たた そう。ご飯は必ず僕のおごりで、終わった後は「じゃあ、お店に来てね」みたいな。僕としては「違う違う、仕事じゃなくてプライベートで仲良くしてほしいのに」って思うけど、でも、わかってたんですよ、内心は。自分がもう誰からも相手にされなくなっていることに。まわりから見たら「いつも金を払わされてて、かわいそうなやつ」になってたんですよ。自分でもかわいそうだなと思って、自分自身を。


 それで、「変わりたい」って思ったんです。


どうやって120→57キロの減量を?


たた それで「もう1回頑張らなきゃ」って思っていた時に、たまたま「金スマ」でE-girlsさんのドキュメンタリーを見たんです。それまでは「どうせイケメンや美人なんて生まれた瞬間からキレイなんだろ」って思ってたんですよ。でも、みんなめちゃくちゃ努力していたんです。

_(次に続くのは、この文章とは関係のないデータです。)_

Issue #1236, opened 2015-10-30
Use printf instead of echo -n


kuba:
See discussion in https://github.com/letsencrypt/letsencrypt/pull/1193. We want this both in bootstrap scripts and https://github.com/letsencrypt/letsencrypt/blob/v0.0.0.dev20151024/letsencrypt/plugins/manual.py.

devnsec-com:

 それを見たときに、「こんなにかわいい子たちがあんなに頑張っているのに、自分は何をやってるんだ」と、謎のライバル意識が芽生えて(笑)。じゃあダイエットをもう1回するしかないだろう、と思って、まずは腹筋10回から始めたんです。


──そこから120→57キロのダイエットにつながるわけですね。何をしたらそんなに痩せられたんですか?

〈 体重120→57キロに大変身、人気インフルエンサーになったゲイ男性(35歳)が「キモいと言ってきたギャル」と仲直りできた理由「人生に意味のないことはない」 〉へ続く


(市岡 ひかり)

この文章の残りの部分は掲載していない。